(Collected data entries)
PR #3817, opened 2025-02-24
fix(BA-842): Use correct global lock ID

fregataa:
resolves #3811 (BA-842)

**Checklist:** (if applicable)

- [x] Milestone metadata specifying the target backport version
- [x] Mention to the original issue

* * *

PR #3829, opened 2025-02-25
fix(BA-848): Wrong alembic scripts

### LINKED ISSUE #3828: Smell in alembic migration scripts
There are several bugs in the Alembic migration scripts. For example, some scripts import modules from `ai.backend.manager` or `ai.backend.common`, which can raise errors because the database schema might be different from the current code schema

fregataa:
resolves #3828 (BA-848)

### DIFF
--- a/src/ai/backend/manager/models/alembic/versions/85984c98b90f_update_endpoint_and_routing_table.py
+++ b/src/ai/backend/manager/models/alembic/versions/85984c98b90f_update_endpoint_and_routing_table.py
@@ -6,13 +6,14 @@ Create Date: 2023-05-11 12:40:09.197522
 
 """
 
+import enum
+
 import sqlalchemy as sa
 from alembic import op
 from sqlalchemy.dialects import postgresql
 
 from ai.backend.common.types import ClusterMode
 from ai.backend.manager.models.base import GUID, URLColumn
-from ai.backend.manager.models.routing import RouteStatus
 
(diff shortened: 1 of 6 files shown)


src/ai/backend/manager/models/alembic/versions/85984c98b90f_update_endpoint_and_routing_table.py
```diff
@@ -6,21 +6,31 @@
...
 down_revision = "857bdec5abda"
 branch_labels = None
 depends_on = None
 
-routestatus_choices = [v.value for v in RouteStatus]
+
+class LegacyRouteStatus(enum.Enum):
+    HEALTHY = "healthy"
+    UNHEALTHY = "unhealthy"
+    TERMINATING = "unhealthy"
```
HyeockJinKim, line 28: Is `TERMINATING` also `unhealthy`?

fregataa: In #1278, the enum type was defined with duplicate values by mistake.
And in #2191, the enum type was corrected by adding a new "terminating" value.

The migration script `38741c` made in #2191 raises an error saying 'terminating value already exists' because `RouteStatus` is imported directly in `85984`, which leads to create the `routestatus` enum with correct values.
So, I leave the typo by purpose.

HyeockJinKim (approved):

--

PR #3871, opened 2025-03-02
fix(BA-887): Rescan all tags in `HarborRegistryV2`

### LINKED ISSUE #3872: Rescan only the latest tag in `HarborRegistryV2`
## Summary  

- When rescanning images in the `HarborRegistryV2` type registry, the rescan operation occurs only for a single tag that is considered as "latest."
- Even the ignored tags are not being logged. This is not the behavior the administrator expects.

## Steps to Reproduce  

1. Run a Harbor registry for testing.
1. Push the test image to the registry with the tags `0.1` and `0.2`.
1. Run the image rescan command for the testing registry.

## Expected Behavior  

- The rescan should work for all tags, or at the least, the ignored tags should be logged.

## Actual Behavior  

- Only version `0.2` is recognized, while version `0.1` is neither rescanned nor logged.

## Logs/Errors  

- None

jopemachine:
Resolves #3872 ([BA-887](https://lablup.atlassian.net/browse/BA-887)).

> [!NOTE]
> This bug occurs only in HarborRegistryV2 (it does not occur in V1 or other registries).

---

What to do
Return only the lines between the one holding "There are several" and the one holding "HyeockJinKim, line 28: Is", inclusive, exactly as they appear above.

Result for this task
There are several bugs in the Alembic migration scripts. For example, some scripts import modules from `ai.backend.manager` or `ai.backend.common`, which can raise errors because the database schema might be different from the current code schema

fregataa:
resolves #3828 (BA-848)

### DIFF
--- a/src/ai/backend/manager/models/alembic/versions/85984c98b90f_update_endpoint_and_routing_table.py
+++ b/src/ai/backend/manager/models/alembic/versions/85984c98b90f_update_endpoint_and_routing_table.py
@@ -6,13 +6,14 @@ Create Date: 2023-05-11 12:40:09.197522
 
 """
 
+import enum
+
 import sqlalchemy as sa
 from alembic import op
 from sqlalchemy.dialects import postgresql
 
 from ai.backend.common.types import ClusterMode
 from ai.backend.manager.models.base import GUID, URLColumn
-from ai.backend.manager.models.routing import RouteStatus
 
(diff shortened: 1 of 6 files shown)


src/ai/backend/manager/models/alembic/versions/85984c98b90f_update_endpoint_and_routing_table.py
```diff
@@ -6,21 +6,31 @@
...
 down_revision = "857bdec5abda"
 branch_labels = None
 depends_on = None
 
-routestatus_choices = [v.value for v in RouteStatus]
+
+class LegacyRouteStatus(enum.Enum):
+    HEALTHY = "healthy"
+    UNHEALTHY = "unhealthy"
+    TERMINATING = "unhealthy"
```
HyeockJinKim, line 28: Is `TERMINATING` also `unhealthy`?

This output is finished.